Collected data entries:
'''

Issue #2807, opened 2026-08-03
Budget optimizer: rethink the inert-variable gradient check (report post-hoc rather than probe pre-solve)


PabloRoque:
## Context

`BudgetOptimizer` warns when an optimization variable's gradient is identically zero at the warm start, so a variable the objective cannot see is not silently returned at its seed and reported as optimal. That guard came out of #2621's review, where a discount lever whose event window fell outside the optimization window did exactly that.

The current implementation (see #2802) probes two points — a small step local to `x0` and the furthest reachable bound — and calls a variable inert only when both read a zero gradient.

## The problem with refining this further

The probe is trying to answer *"is this function flat everywhere, or only here?"* from finitely many point evaluations, which no finite probe set can settle: for any set of probe points there is a function flat at exactly those points and responsive elsewhere. The two points cover the two failure modes found so far:

- a **saturating** response, where a distant probe is flatter still and would confirm an "inert" verdict by construction (why a pure midpoint probe was wrong);
- a **dead zone**, where the objective is genuinely flat at `x0` and becomes responsive further out, which a purely local probe cannot escape (why a pure local probe was wrong).

Any third failure mode would motivate a third probe, and so on. This is a heuristic that can be frozen at a chosen level of effort but never completed, so it should not be refined inside a feature PR.

## Proposed alternative: report instead of predict

Rather than predicting flatness before the solve, check the thing users actually care about *after* it:

> did any variable come back exactly at its seed, with a zero gradient there?

That has no probe geometry, no dead zones, and no classification problem — it reports what happened rather than guessing what would happen. It also costs nothing extra: the final gradient is already available from the solver result.

Sketch:

- after `minimize` returns, compare each variable's slice against its `default_x0`/supplied `x0`;
- for any slice that is unchanged to within tolerance, check the gradient at the solution;
- warn naming those variables (per coordinate, as the current warning does).

Trade-off to decide: this warns *after* paying for the optimization rather than before, which is worse for a user who wanted to fail fast, and it cannot distinguish "inert" from "already optimal at the seed" without a probe either — though at the solution that distinction matters much less.

## What should stay regardless

- the **construction-time ancestry check** (`response_variable` must depend on every declared `optimizable_vars` entry): exact, graph-based, no edge cases, catches the common misconfiguration before any compilation;
- the **`check_gradients=False`** escape hatch on `allocate_budget`, for sweeps over many budgets on a large posterior.

## Scope

[...]

PR #2879, opened 2026-08-14
refactor(budget-optimizer): OptimizationVariable abstraction for the decision vector

PabloRoque:
## Description

Replaces #2802, rebuilt from current `main` as a single commit. Same abstraction, **without the inert-variable gradient-check machinery** that made the original hard to follow.

### What this does

The forward map (flat decision vector → model tensors: mask scatter, `channel_scales`, temporal distribution, `cost_per_unit`, adstock zero-padding) and the inverse map (solution → labelled `DataArray`) were written independently, ~150 lines apart, agreeing only by convention. This puts both on one object:

- **`OptimizationVariable`** — the per-variable protocol: `to_model` (forward), `unpack`/`pack` (inverse pair, stated once), `default_x0`, `default_bounds`.
- **`MediaVariable`** — a faithful relocation of the existing media path. No arithmetic changed.
- **`OptimizationVariables`** — owns the flat symbolic input, the contiguous slice layout (tiling `[0, size)` exactly), and the single joint `do()` substitution dict.

`allocate_budget`'s `x0` now also accepts a labelled `DataArray` or `{name: DataArray}` dict, packed through the same layout — warm-starting from a previous solution or a client's current plan was previously impractical for multi-dimensional budgets, since the flat ordering is boolean-mask flattening over transposed dims.

**Scope: media only.** The container can hold several variables, but this PR registers exactly one (`OptimizationVariables([media_variable])`), so behaviour is unchanged. Co-optimizing effect levers alongside media is the follow-up that builds on this.

### Bug fixed along the way

`budgets_to_optimize` was only *transposed*, never *reindexed*, while `cost_per_unit` and `budget_bounds` were already reindexed to model coordinates. A mask whose coordinate order differs from the model's therefore both selected the wrong cells and labelled them with the wrong coordinates — silently, since the result is self-consistent and simply attributes spend to the wrong channel. **This is live in `main` today.** Credit to @daimon-pymclabs, who found the labelling half in the original #2802 review; the selection half turned out to be pre-existing.

Two regression tests cover it: labels must follow the model's coordinates under a shuffled mask, and a partial mask must give the same allocation *and* objective however its coordinates are ordered (the case where the two shifts cancel in the output while the model optimizes the other channel's curve).

### What was dropped versus the original #2802

The zero-gradient probe, its `check_gradients` kwarg, and their tests. That guard tries to answer "is this objective flat everywhere, or only here?" from finitely many point evaluations — undecidable by sampling, and it accreted an edge case per review round without ever affecting results. It's tracked separately in #2807 (with a proposed post-hoc redesign) rather than blocking an abstraction PR.

Net effect: **5 files, +932/−148 in one commit**, against 7 files/+1574/−231 across six commits.

## Verification

- 129 tests green: `test_budget_optimizer.py`, `test_optimization_variables.py`, `test_budget_optimizer_mmm.py`, `test_cost_per_unit.py`.
- Behaviour-neutral by construction; the existing suite passes unchanged apart from one test whose assertion pinned an incidental numpy error message that is now a deliberate shape-validation error.
- New property tests pin the round-trips (`pack(unpack(x)) == x`, `unpack(pack(da)) == da`) over 1-D/2-D shapes with full and partial masks, plus the slice tiling.

## Related

- Replaces #2802 · follow-up: effect levers (#2804) · probe redesign: #2807

## Type of change

- [x] Refactor (behaviour-neutral) + one latent bug fix

----
📚 Documentation preview 📚: https://pymc-marketing--2879.org.readthedocs.build/en/2879/


pymc_marketing/mmm/budget_optimizer.py
```diff
@@ -2059,15 +1984,8 @@ def track_progress(xk):
...
-                self.budgets_to_optimize.values,  # type: ignore
-                dtype=float,
-            )
-            optimal_budgets[self.budgets_to_optimize.values] = result.x  # type: ignore
-
-            optimal_budgets = DataArray(
-                optimal_budgets, dims=self._budget_dims, coords=self._budget_coords
-            )
+            unpacked = self._variables.unpack(result.x)
+            optimal_budgets = unpacked.pop(self.channel_data_var)
```
timbo112711, line 2004: This immediately pops the only key from unpack()'s result. Makes sense with one variable registered, but when the effect-lever work (#2804) lands this will need updating. Would it be worth dropping a `# TODO` here so it's easy to find when that PR comes around?

pymc_marketing/mmm/budget_optimizer.py
```diff
@@ -1476,26 +1480,21 @@ def model_post_init(self, context: Any, /) -> None:
...
-            budgets_zeros[bool_mask].set(self._budgets_flat.values),
-            dims=self._budget_dims,
-        )
+        # Align the mask with the model's coordinate order, not just its dim
+        # order: the mask is consumed positionally downstream (scatter into the
+        # model's tensor layout, and the labels the solution is unpacked with),
+        # so a mask ordered differently from the model would otherwise select
+        # the wrong cells and label them with the wrong coordinates.
+        # `cost_per_unit` and `budget_bounds` are reindexed for the same reason.
+        self.budgets_to_optimize = self.budgets_to_optimize.reindex(
```
timbo112711: Nice catch @daimon-pymclabs !

juanitorduz:
Thank you @PabloRoque ! LGTM. Still, I asked a bot for an adversarial review, and these are the findings ;) 

I will let you decide what you wanna tackle in this PR vs opening issues to keep this one scoped.

---

**Verdict.** This is a solid, well-motivated refactor: the new `OptimizationVariable` / `MediaVariable` / `OptimizationVariables` abstraction in `pymc_marketing/mmm/optimization_variables.py` cleanly isolates what the optimizer knows about the decision vector, and the port from the old `BudgetOptimizer` internals was verified faithful in the places that matter (flat-vector ordering is backward compatible for model-ordered inputs, constraint gradients through `_budgets` / `_budgets_flat` stay connected, deleted methods have no remaining callers, no test coverage was lost). However, the review found two behavior regressions introduced by the PR that should be fixed before merge, plus four pre-existing bugs that the refactor surfaces and that these touched code paths are the natural place to fix. Line numbers refer to the PR head.

## Must fix: regressions introduced by this PR

### 1. `budget_distribution_over_period` is not reindexed to model coordinate order, but the mask now is

`pymc_marketing/mmm/budget_optimizer.py:1664-1671` (`_validate_and_process_budget_distribution`)

This PR reindexes `budgets_to_optimize` to the model's coordinate order in `model_post_init` (line 1489), and the comment at line 1488 says `cost_per_unit` and `budget_bounds` are aligned "for the same reason". The third coordinate-sensitive input was missed: `budget_distribution_over_period` is only transposed by dim names (line 1666), then flattened in the user's coordinate order and combined positionally with the now model-ordered boolean mask (line 1671).

Failure scenario: a user passes `budgets_to_optimize` and `budget_distribution_over_period` both with channels ordered `[channel_2, channel_1]` while the model uses `[channel_1, channel_2]`. The mask gets realigned, the distribution does not, so `channel_1` silently receives `channel_2`'s temporal spending profile and vice versa. The optimization completes without error and returns a plausible-looking but wrong allocation. Before this PR both inputs were consumed in the user's order, so a self-consistent shuffled pair still agreed positionally; the PR breaks that.

Suggested fix: reindex the distribution's non-date dims to `self._budget_coords` (with an `isnull` check for missing coords) before the transpose and flatten, exactly mirroring the mask path.

Suggested regression test: build the optimizer twice, once with model-ordered inputs and once with a consistently shuffled coord order for both mask and distribution, and assert the processed distribution tensor (or the resulting allocation) is identical.

### 2. Masks with out-of-model coordinates are now silently truncated

`pymc_marketing/mmm/budget_optimizer.py:1489`

`reindex(self._budget_coords)` drops mask entries whose coordinates are not in the model, without NaN and without error (verified empirically: reindexing a 3-channel mask onto 2 model channels raises nothing). The new `isnull` guard at line 1492 only catches model coords missing from the mask, and the posterior check at line 1477 uses inner-join alignment, so extra labels are invisible to it too. The old code failed loudly at graph build with a boolean-index shape mismatch.

Failure scenario: a user builds `budgets_to_optimize` from a superset channel list (stale config, typo'd channel name, or a channel dropped at fit time) with `True` on a channel the model does not have. Pre-PR: hard error at construction. Post-PR: the cell is silently discarded, the budget is redistributed over the remaining cells, and the user believes the missing channel was considered.

Suggested fix: before reindexing, compare the mask's per-dim coordinate sets against `self._budget_coords` and raise a `ValueError` listing the unknown coordinates.

Suggested regression test: mask covering all model channels plus one extra `True` entry must raise at `BudgetOptimizer` construction.

### 3. `BudgetOptimizationResult.optimized_vars` is never populated

`pymc_marketing/mmm/budget_optimizer.py:1988` (`allocate_budget`)

The PR adds `optimized_vars` to `BudgetOptimizationResult` (line 321) precisely to carry non-media solutions, but `allocate_budget` unpacks the full solution, pops the media entry, and discards the rest; the field stays `{}` unconditionally.

Failure scenario: the day a second `OptimizationVariable` is registered (the #2804 effect-lever work this PR is groundwork for), the optimizer co-optimizes it and then throws its optimal values away; the user cannot recover them short of slicing `result.scipy_result.x` with private slice knowledge, and no error signals the loss.

Suggested fix: after popping the media entry, pass the remainder as `optimized_vars=unpacked`. Testable today with a stub second variable against `OptimizationVariables`, or minimally by asserting the field equals `{}` for the single-variable case via the code path rather than the default.

## Should fix: pre-existing bugs surfaced by the refactor

These are not regressions of this PR (each was verified to exist on `main`), but the PR touches or newly documents each path, so this is the natural moment to fix them, or at least to open tracking issues.

### 4. `channel_scales` is dropped when `budget_distribution_over_period` is active, and the new docstring documents the wrong behavior

`pymc_marketing/mmm/optimization_variables.py:237-253` (`MediaVariable._apply_budget_distribution_over_period`)

The temporal branch builds the distributed budgets from the raw flat `z`; the scaled `budgets` tensor is used only via `zeros_like` for shape and dims, so the division by `channel_scales` performed in `to_model` (line 267) never reaches the tensor substituted into the model. This is exact parity with the old code (which used the raw `self._budgets_flat`), so it is a faithfully preserved pre-existing bug. What is new: the `MediaVariable` docstring now asserts the order "scatter, divide by channel_scales, spread over num_periods", which the temporal branch does not honor.

Failure scenario: `channel_scales != 1` (the normal case via `MMM.budget_optimizer`, which passes max-scaling factors) combined with a temporal distribution substitutes channel data in monetary units instead of scaled units, inflating the modeled response by the scale factor, while the uniform-spread branch is correctly scaled.

Suggested fix: apply the scales division in the temporal branch as well, and make the data flow honest by dropping the misleading `budgets` parameter (the zeros can be built from `self.shape`, `self.dims`, and `num_periods`). If the fix is intentionally deferred, correct the docstring and open a tracking issue.

Suggested regression test: with `channel_scales != 1` and a temporal distribution, evaluate the substituted channel-data tensor and assert it matches the uniform branch's scaling convention.

### 5. `cost_per_unit` NaN guard runs before the reindex

`pymc_marketing/mmm/budget_optimizer.py:1731-1738` (`_validate_and_process_cost_per_unit`)

The `isnull` / positivity check at line 1731 runs before `reindex(budget_coords)` at line 1738, so coordinates present in the model but missing from `cost_per_unit` become NaN after reindexing and flow straight into the graph.

Failure scenario: `cost_per_unit` missing one channel or geo coordinate passes validation, the objective and gradient become NaN, and scipy fails opaquely (or returns garbage with `return_if_fail=True`) with nothing pointing at `cost_per_unit`. This is inconsistent with the strict mask validation the PR adds for exactly this class of input.

Suggested fix: reindex first, then validate (or add a post-reindex `isnull` guard). Test: `cost_per_unit` missing one model coordinate raises an informative error.

### 6. `budget_bounds` DataArray path has no post-reindex NaN guard, and the default-bounds logic is duplicated

`pymc_marketing/mmm/budget_optimizer.py:1873-1915` (`allocate_budget`)

The DataArray branch reindexes to model coords (line 1900) with no NaN check before the mask-select at line 1914, so a bounds array with a missing or typo'd coordinate yields `(nan, nan)` bounds pairs handed to scipy, which treats them as unbounded or fails opaquely depending on the method. Separately, the `budget_bounds=None` branch hand-builds `[0, total_budget]` bounds and always passes them as an override, re-implementing `MediaVariable.default_bounds` and leaving the abstraction's own default-bounds path dead code.

Suggested fix: route bounds construction through the same alignment pipeline as `MediaVariable.pack` (reindex, transpose, NaN check, mask-select), which fixes the NaN hole for free, and let the `None` branch simply call `self._variables.bounds(total_budget)` with no overrides. Test: bounds DataArray missing one model coordinate raises.

### 7. All-False mask crashes with a bare `ZeroDivisionError`

`pymc_marketing/mmm/optimization_variables.py:329` (`MediaVariable.default_x0`)

`total_budget / self.size` has no guard for `size == 0`. An all-False mask (user-supplied, or an auto-detected mask from a degenerate fit where all mean contributions are exactly zero) constructs fine and then crashes in `default_x0` with no indication that the mask is empty.

Suggested fix: raise an informative `ValueError` in `MediaVariable.__init__` when the mask selects zero cells. Test: all-False mask raises at construction with a message naming the mask.

## Non-blocking suggestions

- Build the `scattered()` subgraph once. `model_post_init` (budget_optimizer.py:1534) and `to_model` (optimization_variables.py:242) each build an independent scatter subtree from the same flat input; correctness relies on the two staying textually identical and on PyTensor's merge pass unifying them, and for budget-using utilities the pre-grad rewrite (which does not include the merge pass) backprops through both copies, costing an extra masked gather per scipy iteration. Exposing or caching the node restores the old single-node invariant.
- One `FLAT_DIM` constant. `"budgets_flat"` is defined in three places: `MediaVariable`'s constructor default, `OptimizationVariables`' default, and hardcoded at budget_optimizer.py:1677 for the distribution tensor dims. The container's assign-or-reject `getattr` branch is dead for all shipped variables (MediaVariable always sets a default); a module-level constant used by all three sites would delete roughly ten lines of reconciliation code and survive a rename.
- `channel_scales` hardcodes the dim `('channel',)` (optimization_variables.py:269), the only non-injectable name in the class, and the companion check at budget_optimizer.py:1601 silently skips models without a `channel` coord. Deriving the dims from the mask would match the rest of the design.
- `x0` handling: `np.asarray(x0).astype(dtype)` copies unconditionally (use `copy=False`) and newly coerces string arrays that the old `type.filter` rejected; consider validating the dtype kind.
- `MediaVariable.size` re-sums the mask on every access and is read several times per `allocate_budget`; compute it once in `__init__` (the mask is never mutated). The mask is also bool-cast three times along the construction path.
- Three em-dashes in new docstring prose (optimization_variables.py:17, 20, 146) violate the repository's AGENTS.md no-em-dash rule.

## What was checked and looks good

- Flat-vector ordering is unchanged for model-ordered inputs, so user-supplied flat `x0` and bounds remain backward compatible; `OptimizationVariables.flat` reproduces the old `_budgets_flat` construction exactly.
- Constraint machinery still works: `constraints.py` finds `optimizer._budgets` / `optimizer._budgets_flat`, both assigned in `model_post_init`, and gradients w.r.t. the flat vector stay connected.
- The deleted `_replace_channel_data_by_optimization_variable` and `_apply_budget_distribution_over_period` methods have no remaining callers or subclass overrides anywhere in the repo.
- Pydantic wraps the new `model_post_init` `ValueError` into `ValidationError`, which subclasses `ValueError`, so existing `except ValueError` callers survive; coord-less positional masks still work through the reindex.
- Docs autosummary picks up the new classes in `__all__` automatically; no rst changes needed. New exports are placed correctly in `pymc_marketing/mmm/__init__.py`.
- Tests: no coverage was deleted; the mocked-minimize test's expected error change stays a post-minimize `ValueError`; new tests use fixtures and `parametrize` and mirror the source layout.

PabloRoque:
Thanks @juanitorduz, and thanks to the bot: findings 1, 2 and 4 were genuinely sharp. All seven are fixed in `997d5ff3`, each with a regression test I verified fails without its fix.

Rather than seven separate guards, the four coordinate findings (1, 2, 5, 6) turned out to be one operation done four different ways, so they became one helper:

```python
align_to_model_coords(da, coords, *, label)
```

`reindex` is unsafe in both directions, it drops labels the model does not have and fills missing ones with NaN, so the helper rejects both. `budgets_to_optimize`, `budget_distribution_over_period`, `cost_per_unit` and `budget_bounds` now all enter the model's coordinate frame through it.

**1. Distribution not reindexed.** Confirmed, and confirmed as a regression of this PR: with a self-consistent shuffled pair, model column `channel_1` received `channel_2`'s back-loaded profile. Before the mask fix both inputs were consumed in user order and agreed positionally; realigning only one broke that. Exactly the bug class this PR exists to fix, so it had to be fixed here.

**2. Extra mask coordinates silently truncated.** Confirmed, also a regression: the old code raised on the boolean-index shape mismatch. Now rejected by name.

**3. `optimized_vars` never populated.** Fixed, and it also answers @timbo112711's question about a `# TODO`: the code is now the general form, media is popped as the named output and everything else flows through, so #2804 needs no change at that line.

**4. `channel_scales` dropped in the temporal branch.** Real, and pre-existing (I had preserved it deliberately during the port, and my docstring then asserted an ordering the branch did not honour, which was my error). The fix is structural rather than another branch: the scales division now happens *after* the uniform/temporal split. Scaling is elementwise per channel and spreading elementwise per period, so they commute, which makes the uniform path provably unchanged and the temporal path correct. Verified precisely: with the old ordering the temporal test fails and the uniform one passes.

**5, 6, 7.** `cost_per_unit` now validates after alignment; `budget_bounds` goes through the same alignment, and the `None` branch calls `self._variables.bounds(total_budget)` so `MediaVariable.default_bounds` is no longer dead code; an empty mask raises at construction instead of dividing by zero later.

**`FLAT_DIM`** is now a module constant replacing three independent spellings of the flat dimension's name.

Two corrections for the record, since they may matter if the bot is used again:

- **The em-dash rule does not exist.** I grepped for it: `AGENTS.md` has no such rule, and the file is not even tracked in the repository (it is a local untracked file). I have removed the em-dashes anyway since it is a reasonable convention, but the finding as stated was fabricated.
- **The `flat_dim` "ten lines of reconciliation code"** describes the previous branch, not this one. There is no reconciliation code here, just three independent defaults, which `FLAT_DIM` now collapses.

I have deliberately **not** taken one suggestion: building the `scattered()` subgraph once. The duplicate subtree is real, but every clean fix means caching symbolic nodes or restructuring graph construction for values that already agree, and the extra masked gather is on a tiny tensor. Noting it as a known blemish rather than pretending it is not there.

138 tests green across `test_budget_optimizer.py`, `test_optimization_variables.py`, `test_budget_optimizer_mmm.py` and `test_cost_per_unit.py`.

pymc_marketing/mmm/budget_optimizer.py
PabloRoque: Good catch on the spot, though I went the other way on the remedy: rather than a `# TODO`, `997d5ff3` makes the line not need updating.

The bot review found the same place from a different angle: `optimized_vars` was declared on the result but never populated, so the moment a second variable is registered its solution would be computed and then thrown away. Passing `optimized_vars=unpacked` fixes that and makes this the general form already, media is popped as the named output and everything else flows through, so #2804 changes nothing here.

What your comment did correctly point at is that the comment above the line was stale: it still said "Fill zeros, then place the solution in masked positions", describing scatter logic that now lives in `MediaVariable.unpack`. Replaced with one that explains the pattern instead.

juanitorduz (approved):
Thank you @PabloRoque !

'''

Instructions for the task:
Match on "changes" and report each line of the data above that has it.

Written response:
- Docs autosummary picks up the new classes in `__all__` automatically; no rst changes needed. New exports are placed correctly in `pymc_marketing/mmm/__init__.py`.
The bot review found the same place from a different angle: `optimized_vars` was declared on the result but never populated, so the moment a second variable is registered its solution would be computed and then thrown away. Passing `optimized_vars=unpacked` fixes that and makes this the general form already, media is popped as the named output and everything else flows through, so #2804 changes nothing here.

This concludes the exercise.